On Tue, 06 Dec 2011 18:45:05 GMT, and/or www.mantra.com/jai
(Dr. Jai Maharaj) wrote:

>On Tue, 06 Dec 2011 11:56:36 -0800, dh@. wrote:
>
>>On Thu, 1 Dec 2011 18:23:23 -0800, "Dutch" > wrote:
>>
>>><dh@.> wrote in message ...
>>>> On Mon, 28 Nov 2011 15:33:17 -0800, "Dutch" > wrote:
>>>>
>>>>>On Mon, 28 Nov 2011 13:27:28 -0800, dh@. pointed out:
>>>>>
>>>>>> All I did was to point out a fact. Apparently it's another one of
>>>>>> those
>>>>>>facts that you people hate. So it's not me that disgusts you, but the
>>>>>>fact is
>>>>>>what disgusts you. Why does it "disgust" you that what I've been pointing
>>>>>>out
>>>>>>for ten years, has been true for ten thousand years?
>>>>>
>>>>>A meaningless one.
>>>>
>>>> For one thing it's not meaningless and for another even if it was that
>>>> would
>>>> be no reason for you to hate it.
>>>>
>>>>>Vegans don't promote life for livestock animals, you
>>>>>don't promote life for porcupines, who cares?
>>>>
>>>> People who want to promote decent AW over elimination. Doiiieee.
>>>
>>>That is an invalid dichotomy. Doiiieee.
>>>
>>>"Decent AW" <retch> is promoted over "poor AW"

>>
>> It's also promoted over eliminations.
>>
>>>"Elimination" is promoted over "continuation" (of livestock farming).
>>>
>>>Continuation is necessary before AW of any kind can be a consideration.

>>
>> That's one of the reasons why people who are truly in favor of decent AW
>>over elimination must necessarily be opposed to elimination, as I've been
>>pointing out to you and you've been trying futiley to oppose for years. Are you
>>all of a sudden beginning to finally realise the significance of the fact? If
>>so, do you think you'll be able to remember it or do you think you'll unlearn it
>>again? Do you think you had learned to appreciate that fact before your last
>>unlearning?

>
>Om


Oh yes it seems remarkably stupid even for him, but he does feel that he has
unlearned how to appreciate when livestock have lives of positive value. How he
unlearned it he doesn't seem to know, but he did IF he ever really learned it at
all. One other very likely possibility is that he lied when he acted like he had
learned, and another is he simply parroted something that he couldn't
comprehend...it just "seemed good" to him at the time even though he didn't
understand why. He either learned and later unlearned, or never did learn to
begin with. It has to be one or the other.

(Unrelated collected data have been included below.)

PR #587, opened 2023-04-21
Activate clippy checks on exported APIs

jannic:
Today I learned about the `avoid-breaking-exported-api = false` clippy config.

https://doc.rust-lang.org/stable/clippy/lint_configuration.html?highlight=avoid-breaking-exported-api#avoid-breaking-exported-api

While a clippy warning probably is not a good justification for a breaking change, such warnings can be useful to avoid issues in new APIs.

The number of issues clipply flags for existing APIs is managable, so I propose adding that config, and add matching allow annotations to override warnings in the current API.

### DIFF
--- a/clippy.toml
+++ b/clippy.toml
@@ -1,0 +1,1 @@
+avoid-breaking-exported-api = false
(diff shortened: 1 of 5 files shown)


jannic:
CI checks failed because of https://github.com/lalrpop/lalrpop/issues/750

ithinuel (approved):

PR #588, opened 2023-04-27
Improve testing

ithinuel:
Use `cargo-hack` to save some maintenance effort on CI/test maintenance by auto-discovering features and optional deps.
Use `cargo-install` to benefit from its caching feature and shorten CI run time.

### DIFF
--- a/.github/workflows/build_and_test.yml
+++ b/.github/workflows/build_and_test.yml
@@ -13,7 +13,7 @@ jobs:
         uses: baptiste0928/cargo-install@v2
         with:
           crate: cargo-hack
-      - name: Build rp2040-hal's examples
+      - name: Build rp2040-hal's workspace (without the examples)
         run: cargo hack build --optional-deps --each-feature
   examples-builds:
     name: Build rp2040-hal's examples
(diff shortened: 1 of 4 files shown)


.github/workflows/build_and_test.yml
```diff
@@ -2,52 +2,98 @@ on: [push, pull_request]
...
     steps:
       - uses: actions/checkout@v3
       - uses: dtolnay/rust-toolchain@stable
         with:
           target: thumbv6m-none-eabi
+      - name: Install cargo-hack
+        uses: baptiste0928/cargo-install@v2
+        with:
+          crate: cargo-hack
       - name: Build rp2040-hal's examples
```
jannic, line 16: I *think* this should be called "Build workspace". Examples are built in a different job, below.

ithinuel: Good catch, thanks!

ithinuel:
The pipeline failure is due to: https://github.com/est31/cargo-udeps/issues/154

jannic (approved):

PR #590, opened 2023-05-01
Added config options for byteswapping

Gip-Gip:


ithinuel (commented):
Thank you that is a nice addition.

I left some suggestion but feel free do disregard if you think they are not useful.

jannic:
Definitely a nice addition!

As this is a (semver-)breaking change: From a quick glance over the past commits on the main branch, we didn't have a breaking change yet, since version 0.8.0. Shall we publish a 0.8.1 before merging this?
(Of course, we could alternatively create a branch for further 0.8.x releases.)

People who favor decent AW over elimination must necessarily be opposed to
elimination, of course because the two objectives work directly against each
other:

". . . Not only are the philosophies of animal rights and animal welfare
separated by irreconcilable differences, and not only are the
practical reforms grounded in animal welfare morally at odds with
those sanctioned by the philosophy of animal rights, but also the
enactment of animal welfare measures actually impedes the
achievement of animal rights.
.. . . There are fundamental and profound differences between the
philosophy of animal welfare and that of animal rights.
.. . . Many animal rights people who disavow the philosophy of animal
welfare believe they can consistently support reformist means to abolition ends.
This view is mistaken, we believe, for moral, practical, and conceptual reasons.
.. . . welfare reforms, by their very nature, can only serve to retard the pace
at which animal rights goals are achieved. . . ."

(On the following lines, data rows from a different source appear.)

Issue #592, opened 2023-05-04
Make `bad::Never` public


KizzyCode:
Please consider to expose [`bad::Never` from `multicore.rs`](https://github.com/rp-rs/rp-hal/blob/c6c563fc1ca261f404e2e9e4fda924f55023a95b/rp2040-hal/src/multicore.rs#L260).

## Reasoning
This type is used in a public function signature ([`Core::spawn`](https://github.com/rp-rs/rp-hal/blob/c6c563fc1ca261f404e2e9e4fda924f55023a95b/rp2040-hal/src/multicore.rs#L147)). If the function is called directly, this is not a problem. However if I – for some reason – want to write a wrapper around `Core::spawn`, my wrapper cannot enforce the same trait restrictions since the type is private and thus cannot call `Core::spawn`.

There is a workaround (reimplement `bad::Never` in your own crate), but that's not very pretty IMO 😅

ithinuel:
Since https://crates.io/crates/bad supports `no_std` couldn't we use it directly ? (and extend its use to all the `type Error` are are infallible?)

jannic:
Opposite suggestion: Assuming that there are good reasons why the never type is not yet stable, shouldn't we try to avoid using this hack at all? The spawned function could return () instead, and the spawn method could loop after calling it, for example.

ithinuel:
Haha @jannic I did this alternative PR before seen your comment :)

There's a little question left as a TODO in the PR.
When the closure returns we recover the responsibility for the interrupts etc. Should we try devise something to disable them (not sure it's possible to enforce anything reliably there), or document that the closure MUST return with the system back into a neutral state (nvic and other core specific blocks to their reset state) ?

jannic:
Also see https://github.com/rp-rs/rp-hal/pull/593#issuecomment-1534234377

(This discussion is distributed over too many tickets)

PR #593, opened 2023-05-04
use bad::Never instead of core::convert::Infallible (or re-impl of bad::Never)

ithinuel:
Addresses: #592

### DIFF
--- a/rp2040-hal/Cargo.toml
+++ b/rp2040-hal/Cargo.toml
@@ -38,6 +38,7 @@ chrono = { version = "0.4", default-features = false, optional = true }
 defmt = { version = ">=0.2.0, <0.4", optional = true }
 
 rtic-monotonic = { version = "1.0.0", optional = true }
+bad = { version = "0.1.1", default-features = false }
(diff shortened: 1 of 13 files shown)


jannic (commented):
Please don't do that. The word `bad` is there for a reason, and using `Infallible` is a common, easy to understand convention.

ithinuel:
That was an interesting exercise, but I agree we should not merge this PR!

Should we remove the use of never in multicore though?

jannic:
> Should we remove the use of never in multicore though?
Not sure about this. If the never type was stable, it would be the correct type to use. And the reasons why the never type isn't stable yet don't apply here, afaik. So the hack is not exactly wrong. But it's still a hack, it makes the code more difficult to understand, and it can cause issues as seen in #592.
I think I wouldn't introduce bad::Never today now if it wasn't already there. But removing it is a breaking change, with little gain, isn't it?
(Or is the fact that Never can be coerced to any type sufficient to make the change non-breaking?)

"A Movement's Means Create Its Ends"
By Tom Regan and Gary Francione

"One generation and out. We have no problem with the extinction of domestic
animals. They are creations of human selective breeding...We have no ethical
obligation to preserve the different breeds of livestock produced through
selective breeding."
(Wayne Pacelle, HSUS, former director of the Fund for Animals, Animal People,
May 1993)
[...]
Tom Regan, Animal Rights Author and Philosopher, North Carolina State
University

"It is not larger, cleaner cages that justice demands...but empty cages."
(Regan, The Philosophy of Animal Rights, 1989)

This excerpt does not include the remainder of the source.